Will the good times for stocks stay rolling? Likely, yes, in the face of some daunting obstacles.
A year ago, this column predicted that stocks probably would continue their winning ways in 2025. Up to now, that upbeat prognosis has held true, with equities powering past a Washington-induced April chill. The U.S. is completing the third year of a bull run, with the S&P 500 climbing almost 90%. (FactSet Research dates the start of the bull market at Oct. 12, 2022.)
Of course, no one knows whether some X factor will appear to halt positive market momentum and shove investments into a hole. Recall last April, when President Donald Trump first announced his planned tariffs—and investors freaked out.
The heartening news is that stocks recovered their equilibrium from that presidential pronouncement and then some. This has been the story of 2025, and with luck stocks will keep up their welcome performance. Factors benefiting stocks include a relatively low inflation rate, a decent (if not roaring) economy and artificial intelligence’s popularity.
The S&P 500 this year is up 14.5% through Thursday, having shaken off the April panic, as the tariffs thus far appear not to have harmed growth, or if so, just marginally. A poll of registered investment advisors (RIAs) this summer found cautious optimism, with almost two-thirds of respondents expecting the S&P to rise 6% to 9% over the ensuing 12 months. The poll, by advisory firm Security Benefit (with data from Greenwald Research), found scant RIA expectations for a near-term recession.
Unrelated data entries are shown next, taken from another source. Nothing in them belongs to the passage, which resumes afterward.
Issue #865, opened 2015-06-08
issues around treatment of rerun.txt - scenarios from same feature on multiple lines


mcrmfc:
Hi,

I am happy to add failing tests and/or pull request for this issue but just want to get a feel for whether this behavior would be considered a genuine bug or whether it's more 'we don't aim to support that'....

When using `parallel_tests` gem with `--group-by scenarios` you can end up with a rerun.txt file that looks something like this:

```
features/test.feature:3
features/test.feature:6
```

If you were not using `parallel_tests` it would look like this:

```
features/test.feature:3:6
```

There was a [change](https://github.com/cucumber/cucumber/commit/30483b9778b9339ff906872d982add386ec6f554) in [v1.3.19](https://github.com/cucumber/cucumber/compare/v1.3.18...v1.3.19) which caused the behaviour of cucumber when encountering a rerun file in the first format to change.

It now only runs the first scenario in this case.

Note: in versions prior to `1.3.19` although both scenarios were run there was another bug that meant when using junit reports that the first result was overwritten by the second scenario run.

The main thing I want to check is whether the core team think rerun files in the format above should be handled...an alternative would be to get `parallel_tests` to write out a rerun file in the second format (that's the current hack I am doing myself in the project I am working on).

I have a [repo](https://github.com/mcrmfc/cucumber-rerun-bug) with a minimal project to replicate this issue if that's of any use.

Thoughts appreciated, cheers.

mattwynne:
I think Cucumber should be able to understand both formats, so yes, a PR would be great.

Can you have a go at factoring out a class to model the Rerun file where we can isolate all this behaviour with specs?

mcrmfc:
Thanks Matt, no worries I will try and look at that.

That change in 1.3.19 actually appears to break cucumber for any rerun.txt with multiple lines.

mattwynne:
Thanks!

It's helpful if you can remember to close and issue if you replace it with a PR - one less bit of clutter in the list for us to deal with :smile:

brasmusson:
Or in the description of the PR use a [keyword for closing issues](https://help.github.com/articles/closing-issues-via-commit-messages/#keywords-for-closing-issues) for instance `"closes #865"` (backticked here so it is not interpreted as GFM in this example), then the issue will be closed automatically when the PR is megerd.

mattwynne:
Yeah that’s the ninja move.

“We’re in the middle innings of the bull market,” says Joseph Quinlan, head of CIO market strategy for Merrill and Bank of America, in an interview. He points to strong stock buybacks and high-income consumer spending as propellants for the equities surge. Indeed, stockholders have spent over $1 trillion on share repurchases over the past 12 months through September, per Morningstar, and consumer spending is healthy, although more so for wealthier Americans, a BofA study found.
Certainly, some have worried about whether inflation will rise meaningfully, especially as the tariffs take hold. The Federal Reserve has an annual 2% target for inflation, but that has proven elusive. Thus far, the Consumer Price Index has stayed just below 3% annually (the next CPI release, covering September, is on Oct. 15, if the shutdown doesn’t thwart it). A survey by the New York Federal Reserve Bank showed that households believe inflation will tick up slightly above 3% over the next year, hardly a baleful scenario.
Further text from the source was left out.